Chegamos na Casetta às 21h21. Lembro exatamente da hora porque achei curiosa. Tenho essa mania de olhar para o relógio em horas em ponto ou em palíndromos como 20h02. Aquela noite entramos em casa exatamente 21h21 e foi a última vez que dei conta das horas pelos próximos dias. Os instantes escorriam entre garrafas, ervas, seringas, papéis e cristais. De vez em quando entrava na paranóia dos paparazzi e fechava todas as janelas e persianas e então já não sabíamos se era cedo ou tarde, dia ou noite ou mesmo há quantos dias estávamos ali. Vivíamos nus a maior parte do tempo. Sempre confundia Jessica com Susi e afinal as chamava de “Linda”. Linda, traga mais uma garrafa, por favor. Claro que por mais tontas que elas fossem sabiam distinguir minimamente um cavalheiro de um imbecil. O desprezo que sentíamos por elas era recíproco, todos éramos náufragos à sós em um oceano de distrações e entorpecimento, agarrando-se uns aos outros com medo de nos afogar. Que importa se sou um babaca? O champagne é de primeira e uma boa matéria na imprensa pode render-lhes um bom trabalho. Assim, elas desculpavam minha soberba, eu desculpava a frugalidade delas e todos desculpávamos o mau caráter de Genaro.
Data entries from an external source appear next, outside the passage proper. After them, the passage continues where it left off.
PR #4982, opened 2026-05-20
Update cubek + Interpolate nearest exact mode

SamuelBelanger:
### Checklist

### Related Issues/PRs

### Changes

### Testing

### DIFF
--- a/crates/burn-std/src/ops.rs
+++ b/crates/burn-std/src/ops.rs
@@ -203,12 +203,17 @@ impl UnfoldOptions {
     }
 }
 
-/// Algorithm used for upsampling.
+/// Algorithm used.
 #[derive(new, Debug, Clone, serde::Deserialize, serde::Serialize)]
 pub enum InterpolateMode {
-    /// Nearest-neighbor interpolation.
+    /// Nearest-neighbor floor interpolation.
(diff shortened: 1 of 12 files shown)


louisfd (approved):

crates/burn-std/src/ops.rs
```diff
@@ -203,13 +203,18 @@ impl UnfoldOptions {
...
 pub enum InterpolateMode {
-    /// Nearest-neighbor interpolation.
+    /// Nearest-neighbor floor interpolation.
+    /// Matches the legacy behavior of OpenCV’s INTER_NEAREST. It results in a bottom-right shift when resizing.
     /// <https://en.wikipedia.org/wiki/Nearest-neighbor_interpolation>
     Nearest,
 
+    /// Nearest-neighbor exact interpolation.
+    /// <https://en.wikipedia.org/wiki/Nearest-neighbor_interpolation>
+    NearestExact,
```
laggui, line 216: Ahhh I forgot about this different algorithm implementation.

This can yield subtle differences in the FP input, and I'm sure this was the result of many train <> inference discrepancies for vision models being exported from pytorch etc. It's nice that we actually have both 😄

PR #4983, opened 2026-05-20
nn: add LinearTernary — ternary-quantized linear layer {-1, 0, +1}

simeon-kepp:
## What

Adds `LinearTernary` and `LinearTernaryConfig` to `crates/burn-nn/src/modules/linear.rs` — a drop-in replacement for `Linear` that stores weights quantized to `{-1, 0, +1}`.

## Why

Ternary-weight models (BitNet b1.58 and successors) train directly in `{-γ, 0, +γ}` rather than quantizing post-training. At ≥50% sparsity, zero weights are dead MACs — no multiply needed. Providing the primitive in `burn-nn` lets any model author write:

```rust
let layer = LinearTernaryConfig::new(d_in, d_out).init(&device);
```

and immediately get a ternary-weight layer that works on every existing backend today. Backends can later specialize `linear()` on ternary-valued weight tensors to realize the compute savings at the hardware level.

## Design

```rust
let layer = LinearTernaryConfig::new(in_features, out_features)
    .with_bias(true)           // default true
    .with_threshold(None)      // default: mean(|w|) — BitNet b1.58 §3.1
    .init(&device);
```

Quantization at init time (weights are frozen after this):

```
w_ternary = sign(w)   if |w| > threshold
            0         otherwise
```

- `threshold=None` (default): uses mean absolute weight value as threshold (BitNet b1.58 arxiv.org/abs/2402.17764 §3.1)
- `threshold=Some(0.0)`: all weights become ±1, no zeros
- `threshold=Some(1e9)`: all weights become 0 (degenerate case, useful for tests)

Stored as `float32` — forward pass is identical to `Linear`, works on every backend today.

## Tests

Seven unit tests in the existing `linear.rs` test module:

| Test | Checks |
|------|--------|
| `ternary_weights_are_ternary` | all values in `{-1, 0, 1}` after init |
| `ternary_output_shape` | `[batch, d_output]` correct |
| `ternary_threshold_zero_no_zeros` | `threshold=0.0` → no zero weights |
| `ternary_threshold_large_all_zeros` | `threshold=1e9` → all zeros |
| `ternary_forward_matches_manual` | hand-computed 2×2 result |
| `ternary_no_bias` | `with_bias(false)` → `None` |
| `ternary_display` | display string format |

All 7 pass (`cargo test -p burn-nn ternary`).

## Reference

- BitNet b1.58: https://arxiv.org/abs/2402.17764
- Related prior art: tinygrad `TernaryLinear` (tinygrad/tinygrad#16281), candle `LinearTernary` (huggingface/candle#3554)

### DIFF
--- a/crates/burn-nn/src/modules/linear.rs
+++ b/crates/burn-nn/src/modules/linear.rs
@@ -2,7 +2,7 @@ use burn_core as burn;
 
 use burn::config::Config;
 use burn::module::Param;
-use burn::module::{Content, DisplaySettings, Initializer, Module, ModuleDisplay};
+use burn::module::{Content, DisplaySettings, Initializer, Module, ModuleDisplay, ParamId};
 use burn::tensor::module::linear;
 use burn::tensor::{Device, Tensor};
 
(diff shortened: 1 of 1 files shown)


laggui (commented):
Quantization should not require a new layer type. We can already quantize the weights with a specified `QuantScheme`, we should extend this parameterization instead.

Additionally, this implementation still keeps the weights as float, it only changes the values to be ternary. There are no memory benefits.

simeon-kepp:
@laggui Fair critique on both points — let me address them properly.

**On the layer type:** You're right. Adding a new layer type is the wrong abstraction. I missed that `QuantScheme` + `QuantValue` is exactly the right place for this.

**On memory:** The float32 storage was a mistake in this PR specifically, not in the concept. Here's what I actually wanted to demonstrate:

```rust
// QuantValue::Q2S + PackedU32 IS ternary: {-1, 0, +1} fits in 2 bits, 16 values per u32
    .with_value(QuantValue::Q2S)
    .with_store(QuantStore::PackedU32(0))
    .with_level(QuantLevel::Block(BlockSize::B16));
```

That's already in your type system. 2-bit packed: 16× smaller than float32, 4× smaller than int8. The scale factor per block becomes the BitNet γ. Real memory reduction, within your existing abstractions.

**What I should have submitted instead:**

A zero-skip optimization in the Q2S GEMV/matmul path. When a packed u32 block is all zeros (scale = 0 or all packed bits = 0), the entire block contributes nothing to the dot product — skip the multiply-accumulate entirely. At 50–75% block sparsity (common in BitNet-trained models), this gives 1.5–2× throughput on top of the memory savings.

Would a PR targeting:
1. Docs/example showing `QuantValue::Q2S` as the right way to represent ternary weights via `Linear::quantize()`
2. A follow-up zero-skip specialization in the Q2S matmul path

...be the right shape for Burn? Happy to revise.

Até aí nada de novo, mais uma das nossas farras. Se as meninas da redação da revista vissem-me em um momento como este formariam uma opinião diferente de mim. Queria ver-me como um desses astros do rock, exuberantes em suas loucuras. Mas sabia que essas minhas bagunças não passavam de ocasiões pontuais, como um escoteiro que vai para uma rave uma vez por ano. Não passava de uma brincadeira estúpida que acabava em uma ressaca terrível e com a promessa de não beber nunca mais. Porém, desta vez, a coisa teve consequências sérias.
O autorama continuava no sótão. Genaro e eu subíamos lá sempre que as meninas dormiam e ficávamos pilotando aqueles carrinhos por horas a fio, conversando sobre qualquer coisa sem importância até baixar um pouco o efeito das drogas e podermos dormir. Foi numa dessas madrugadas, ou manhãs, ou mesmo tardes, em que eu era a única pessoa desperta quando, vadiando pelo sótão buscando sei lá o que, acabei tropeçando em um antigo baú. No começo, a visão daquele baú não se revelou como uma memória consciente. Foi mais como uma náusea, uma pontada na boca do estômago. Logo virou uma sensação de ter perdido alguma coisa. Só então me veio à mente um turbilhão de lembranças enquanto escutava minha própria voz dizendo “meu baú do Pinocchio”.
Como podia ter esquecido tão completamente daquele baú e da minha fixação pelo boneco de lenha? Durante 1 ou 2 anos (e isso é muito tempo na vida de uma criança) fui completamente obcecado pelo Pinocchio. Guardava no baú todas as relíquias do meu personagem preferido: coleção de miniaturas, figurinhas, postais... e lá estava minha edição ilustrada da obra de Collodi. Folheei o livro e, fascinado, reconheci uma digital de chocolate deixada por mim em uma das páginas há muitos anos atrás. Tive um flash daquele dia. Era um dia chuvoso e estava lendo debaixo da mesa de meu pai enquanto devorava sozinho uma caixa de bombom. Devia ter seis anos. Lembro que no dia seguinte passei mal de tanto chocolate que comi e tiveram que levar-me ao hospital. Para que melhorasse logo, meus pais prometeram que assim que ficasse bom eles levariam-me ao parque. Ficar doente era legal, porque recebia a atenção de todos. No final do livro, encontrei uma foto que usava como marca página: eu, mamãe e papai no parque do Pinocchio. Mamãe estava radiante este dia. Tinha sido o dia mais feliz da minha vida até então.
Continuei folheando o livro e acabei lendo ele inteiro de um só fôlego. Quando Genaro e as meninas acordaram, recomecei com a leitura, agora em voz alta para eles. Ao terminar, segui falando sobre tudo que lembrava daquela época e especificamente sobre aquele dia no parque. Enchi tanto a paciência deles que finalmente uma das garotas nos disse “ei, por que a gente não visita o lugar? Olha só, continua funcionando”. Tomo o celular da sua mão e navego pelo site do parque.
– Tenho uma ideia melhor – diz Genaro mostrando um anúncio no computador. – Por que você não compra a casa do Pinocchio? Olha só, está à venda.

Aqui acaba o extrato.